Required work:
Locate the string "afbeelding" in the records below. Copy every line where it occurs.
[The data Boundary: Start]
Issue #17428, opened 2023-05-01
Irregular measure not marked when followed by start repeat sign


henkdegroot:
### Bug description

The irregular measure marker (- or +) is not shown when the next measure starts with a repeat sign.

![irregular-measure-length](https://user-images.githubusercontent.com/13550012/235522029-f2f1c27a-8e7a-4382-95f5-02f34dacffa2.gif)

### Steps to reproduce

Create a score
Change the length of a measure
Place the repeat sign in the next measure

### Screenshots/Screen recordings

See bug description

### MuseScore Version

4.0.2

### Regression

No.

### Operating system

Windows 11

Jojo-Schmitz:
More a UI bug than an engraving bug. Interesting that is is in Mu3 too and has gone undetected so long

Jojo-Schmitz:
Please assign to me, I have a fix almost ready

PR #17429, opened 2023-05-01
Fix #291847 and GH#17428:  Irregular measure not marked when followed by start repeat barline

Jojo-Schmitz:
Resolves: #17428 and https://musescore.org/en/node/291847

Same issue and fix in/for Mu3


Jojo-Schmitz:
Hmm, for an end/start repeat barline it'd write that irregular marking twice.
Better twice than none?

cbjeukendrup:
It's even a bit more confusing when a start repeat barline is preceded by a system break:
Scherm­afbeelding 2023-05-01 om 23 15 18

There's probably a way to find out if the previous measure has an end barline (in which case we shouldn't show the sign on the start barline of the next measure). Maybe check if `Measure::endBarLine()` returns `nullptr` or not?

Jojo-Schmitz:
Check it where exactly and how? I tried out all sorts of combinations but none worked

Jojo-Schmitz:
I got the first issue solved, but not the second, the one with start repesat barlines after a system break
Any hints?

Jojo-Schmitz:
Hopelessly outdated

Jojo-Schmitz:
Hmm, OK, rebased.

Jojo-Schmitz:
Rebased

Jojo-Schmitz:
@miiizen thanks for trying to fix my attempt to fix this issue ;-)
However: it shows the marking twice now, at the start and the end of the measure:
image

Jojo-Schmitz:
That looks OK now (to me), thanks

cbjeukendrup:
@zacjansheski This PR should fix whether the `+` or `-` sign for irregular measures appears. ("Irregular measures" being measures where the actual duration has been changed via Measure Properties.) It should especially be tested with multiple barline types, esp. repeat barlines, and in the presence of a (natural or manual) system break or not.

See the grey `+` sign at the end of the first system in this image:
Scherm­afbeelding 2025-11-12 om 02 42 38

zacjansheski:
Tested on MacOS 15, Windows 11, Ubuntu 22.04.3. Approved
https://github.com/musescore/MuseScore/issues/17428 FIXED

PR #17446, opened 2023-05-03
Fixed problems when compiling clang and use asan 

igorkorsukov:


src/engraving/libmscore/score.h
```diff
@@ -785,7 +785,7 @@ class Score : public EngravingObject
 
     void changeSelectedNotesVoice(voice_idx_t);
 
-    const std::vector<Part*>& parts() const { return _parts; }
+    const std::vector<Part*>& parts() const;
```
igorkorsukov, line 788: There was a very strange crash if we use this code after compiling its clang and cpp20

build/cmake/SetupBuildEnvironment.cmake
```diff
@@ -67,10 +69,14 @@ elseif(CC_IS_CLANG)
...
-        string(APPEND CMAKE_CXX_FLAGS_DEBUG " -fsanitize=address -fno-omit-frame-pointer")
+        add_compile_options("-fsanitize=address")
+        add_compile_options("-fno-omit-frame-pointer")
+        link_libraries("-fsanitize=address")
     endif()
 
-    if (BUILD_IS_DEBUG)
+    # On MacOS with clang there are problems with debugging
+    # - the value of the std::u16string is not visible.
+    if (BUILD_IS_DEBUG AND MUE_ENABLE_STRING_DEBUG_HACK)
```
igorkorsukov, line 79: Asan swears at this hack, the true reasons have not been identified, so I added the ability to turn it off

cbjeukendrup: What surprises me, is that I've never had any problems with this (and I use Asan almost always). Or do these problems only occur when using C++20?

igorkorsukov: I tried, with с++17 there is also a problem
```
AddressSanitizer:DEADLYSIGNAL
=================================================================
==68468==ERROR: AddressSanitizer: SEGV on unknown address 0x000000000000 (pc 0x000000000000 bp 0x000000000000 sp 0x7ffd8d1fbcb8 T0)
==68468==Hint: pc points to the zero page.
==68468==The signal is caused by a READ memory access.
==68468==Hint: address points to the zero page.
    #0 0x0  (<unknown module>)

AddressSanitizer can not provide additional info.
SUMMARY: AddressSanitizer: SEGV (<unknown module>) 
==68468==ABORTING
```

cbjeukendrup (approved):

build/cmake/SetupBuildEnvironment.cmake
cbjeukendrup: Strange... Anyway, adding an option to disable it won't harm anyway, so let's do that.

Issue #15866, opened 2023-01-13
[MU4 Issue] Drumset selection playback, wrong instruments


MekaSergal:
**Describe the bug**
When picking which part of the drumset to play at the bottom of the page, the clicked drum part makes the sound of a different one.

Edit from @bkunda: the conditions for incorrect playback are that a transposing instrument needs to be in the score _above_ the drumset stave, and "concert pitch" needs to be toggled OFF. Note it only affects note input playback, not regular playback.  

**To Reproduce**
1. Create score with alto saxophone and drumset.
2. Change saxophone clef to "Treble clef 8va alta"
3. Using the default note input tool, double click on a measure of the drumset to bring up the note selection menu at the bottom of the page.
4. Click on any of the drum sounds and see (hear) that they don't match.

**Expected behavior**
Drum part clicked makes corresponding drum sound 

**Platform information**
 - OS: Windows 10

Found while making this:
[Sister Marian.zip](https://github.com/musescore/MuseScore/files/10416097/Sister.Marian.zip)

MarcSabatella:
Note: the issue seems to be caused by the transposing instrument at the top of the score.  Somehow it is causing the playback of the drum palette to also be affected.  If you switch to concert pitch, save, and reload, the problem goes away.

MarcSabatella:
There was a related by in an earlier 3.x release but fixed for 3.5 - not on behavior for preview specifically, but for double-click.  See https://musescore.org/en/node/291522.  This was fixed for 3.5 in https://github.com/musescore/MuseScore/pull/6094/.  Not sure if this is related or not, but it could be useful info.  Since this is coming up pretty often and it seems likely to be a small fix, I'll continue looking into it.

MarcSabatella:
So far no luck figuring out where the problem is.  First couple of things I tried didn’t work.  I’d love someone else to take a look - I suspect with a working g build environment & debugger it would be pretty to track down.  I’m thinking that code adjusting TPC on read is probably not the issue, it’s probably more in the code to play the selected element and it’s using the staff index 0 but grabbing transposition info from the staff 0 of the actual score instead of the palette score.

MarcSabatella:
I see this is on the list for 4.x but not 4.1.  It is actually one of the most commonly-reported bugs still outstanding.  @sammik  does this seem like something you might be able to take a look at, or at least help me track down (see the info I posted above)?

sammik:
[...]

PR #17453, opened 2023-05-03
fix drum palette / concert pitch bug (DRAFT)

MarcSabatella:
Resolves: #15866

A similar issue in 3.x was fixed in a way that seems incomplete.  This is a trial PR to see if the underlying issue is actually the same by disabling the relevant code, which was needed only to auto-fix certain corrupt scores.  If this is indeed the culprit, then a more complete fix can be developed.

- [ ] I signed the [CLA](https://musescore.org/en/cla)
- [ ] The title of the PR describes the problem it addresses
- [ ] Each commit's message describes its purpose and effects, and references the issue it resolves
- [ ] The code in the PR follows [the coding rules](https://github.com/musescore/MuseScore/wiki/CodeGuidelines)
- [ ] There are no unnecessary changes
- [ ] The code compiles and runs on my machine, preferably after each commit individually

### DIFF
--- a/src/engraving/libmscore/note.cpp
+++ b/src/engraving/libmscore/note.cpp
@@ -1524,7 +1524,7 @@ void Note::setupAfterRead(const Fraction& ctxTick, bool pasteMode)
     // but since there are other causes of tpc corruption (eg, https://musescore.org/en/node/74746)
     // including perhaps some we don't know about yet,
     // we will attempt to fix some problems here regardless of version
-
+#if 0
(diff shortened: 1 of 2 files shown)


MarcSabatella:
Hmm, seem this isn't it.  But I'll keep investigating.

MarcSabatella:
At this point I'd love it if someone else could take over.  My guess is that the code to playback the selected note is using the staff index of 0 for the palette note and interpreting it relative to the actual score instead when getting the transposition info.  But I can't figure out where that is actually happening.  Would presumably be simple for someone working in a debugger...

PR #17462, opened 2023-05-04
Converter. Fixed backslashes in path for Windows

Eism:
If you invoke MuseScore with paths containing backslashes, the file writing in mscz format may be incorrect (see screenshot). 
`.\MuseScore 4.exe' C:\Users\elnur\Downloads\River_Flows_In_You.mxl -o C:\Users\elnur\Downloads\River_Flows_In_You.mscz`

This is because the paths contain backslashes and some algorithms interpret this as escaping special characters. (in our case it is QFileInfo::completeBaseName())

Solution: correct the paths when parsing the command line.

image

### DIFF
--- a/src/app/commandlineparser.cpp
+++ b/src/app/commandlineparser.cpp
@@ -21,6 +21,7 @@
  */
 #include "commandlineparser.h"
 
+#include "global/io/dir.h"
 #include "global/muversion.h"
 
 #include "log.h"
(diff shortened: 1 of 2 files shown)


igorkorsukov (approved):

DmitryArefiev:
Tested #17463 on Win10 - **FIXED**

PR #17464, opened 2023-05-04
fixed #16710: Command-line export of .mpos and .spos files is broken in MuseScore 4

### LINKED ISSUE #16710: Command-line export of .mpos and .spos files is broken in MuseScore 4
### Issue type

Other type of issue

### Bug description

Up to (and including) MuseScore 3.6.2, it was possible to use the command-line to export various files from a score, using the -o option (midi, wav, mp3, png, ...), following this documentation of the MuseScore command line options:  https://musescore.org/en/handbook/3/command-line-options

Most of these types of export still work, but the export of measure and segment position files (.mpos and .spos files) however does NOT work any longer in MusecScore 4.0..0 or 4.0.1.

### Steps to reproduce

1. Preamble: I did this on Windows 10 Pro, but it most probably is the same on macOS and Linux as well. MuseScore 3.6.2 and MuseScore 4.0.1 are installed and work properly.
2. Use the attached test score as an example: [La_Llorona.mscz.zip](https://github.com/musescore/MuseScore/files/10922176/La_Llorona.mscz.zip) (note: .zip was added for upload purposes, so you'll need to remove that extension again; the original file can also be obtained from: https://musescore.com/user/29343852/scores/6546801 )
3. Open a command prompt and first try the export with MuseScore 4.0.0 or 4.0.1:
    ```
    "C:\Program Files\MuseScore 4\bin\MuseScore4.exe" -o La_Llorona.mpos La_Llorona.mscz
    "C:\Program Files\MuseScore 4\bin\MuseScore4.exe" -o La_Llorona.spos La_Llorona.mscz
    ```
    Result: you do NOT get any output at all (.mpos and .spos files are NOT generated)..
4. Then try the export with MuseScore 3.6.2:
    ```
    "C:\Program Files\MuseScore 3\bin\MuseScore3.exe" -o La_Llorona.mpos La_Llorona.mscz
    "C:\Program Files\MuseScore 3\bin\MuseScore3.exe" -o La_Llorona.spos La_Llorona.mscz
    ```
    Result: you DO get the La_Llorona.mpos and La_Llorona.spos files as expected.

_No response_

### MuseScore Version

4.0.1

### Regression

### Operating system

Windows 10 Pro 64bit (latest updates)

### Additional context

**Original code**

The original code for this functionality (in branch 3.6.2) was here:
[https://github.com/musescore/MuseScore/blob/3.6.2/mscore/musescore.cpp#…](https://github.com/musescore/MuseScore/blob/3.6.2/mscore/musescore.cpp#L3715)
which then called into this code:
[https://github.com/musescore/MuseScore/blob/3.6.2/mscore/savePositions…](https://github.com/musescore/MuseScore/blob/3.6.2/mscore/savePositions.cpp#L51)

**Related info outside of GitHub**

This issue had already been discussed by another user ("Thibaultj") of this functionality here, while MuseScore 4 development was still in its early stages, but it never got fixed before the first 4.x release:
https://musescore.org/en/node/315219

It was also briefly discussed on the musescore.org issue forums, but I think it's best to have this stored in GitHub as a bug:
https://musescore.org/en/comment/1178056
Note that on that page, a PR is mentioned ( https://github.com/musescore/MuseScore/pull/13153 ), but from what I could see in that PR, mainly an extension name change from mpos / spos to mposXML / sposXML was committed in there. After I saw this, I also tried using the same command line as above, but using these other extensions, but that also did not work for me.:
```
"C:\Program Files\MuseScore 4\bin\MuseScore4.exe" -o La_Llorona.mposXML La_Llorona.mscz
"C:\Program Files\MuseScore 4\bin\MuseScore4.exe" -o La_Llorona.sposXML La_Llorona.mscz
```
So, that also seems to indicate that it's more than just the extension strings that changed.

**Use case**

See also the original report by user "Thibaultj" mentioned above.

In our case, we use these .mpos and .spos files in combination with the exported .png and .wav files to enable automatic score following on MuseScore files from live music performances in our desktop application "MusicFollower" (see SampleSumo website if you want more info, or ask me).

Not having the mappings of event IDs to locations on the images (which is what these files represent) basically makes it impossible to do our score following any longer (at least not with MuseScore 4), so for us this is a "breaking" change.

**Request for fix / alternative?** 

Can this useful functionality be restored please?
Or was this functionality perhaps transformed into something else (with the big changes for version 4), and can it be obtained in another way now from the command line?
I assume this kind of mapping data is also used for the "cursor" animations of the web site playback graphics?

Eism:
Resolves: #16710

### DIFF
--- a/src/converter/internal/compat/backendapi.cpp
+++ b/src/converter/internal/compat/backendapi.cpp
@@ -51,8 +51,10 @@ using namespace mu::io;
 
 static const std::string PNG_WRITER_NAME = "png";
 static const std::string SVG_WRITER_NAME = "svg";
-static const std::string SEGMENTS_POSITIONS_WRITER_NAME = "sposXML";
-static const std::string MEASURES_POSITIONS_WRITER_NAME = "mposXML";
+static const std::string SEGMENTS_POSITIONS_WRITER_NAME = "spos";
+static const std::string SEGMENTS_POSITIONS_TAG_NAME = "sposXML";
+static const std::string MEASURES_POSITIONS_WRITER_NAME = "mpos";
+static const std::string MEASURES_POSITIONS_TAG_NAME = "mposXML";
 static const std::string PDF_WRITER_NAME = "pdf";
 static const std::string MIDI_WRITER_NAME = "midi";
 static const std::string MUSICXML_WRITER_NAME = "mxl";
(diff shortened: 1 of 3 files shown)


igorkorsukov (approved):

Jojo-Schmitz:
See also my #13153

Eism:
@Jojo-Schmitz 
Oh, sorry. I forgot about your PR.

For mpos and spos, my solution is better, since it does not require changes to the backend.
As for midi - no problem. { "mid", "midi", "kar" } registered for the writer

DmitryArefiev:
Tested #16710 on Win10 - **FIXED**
[The data Boundary: End]
Response to this exercise:
Scherm­afbeelding 2023-05-01 om 23 15 18
Scherm­afbeelding 2025-11-12 om 02 42 38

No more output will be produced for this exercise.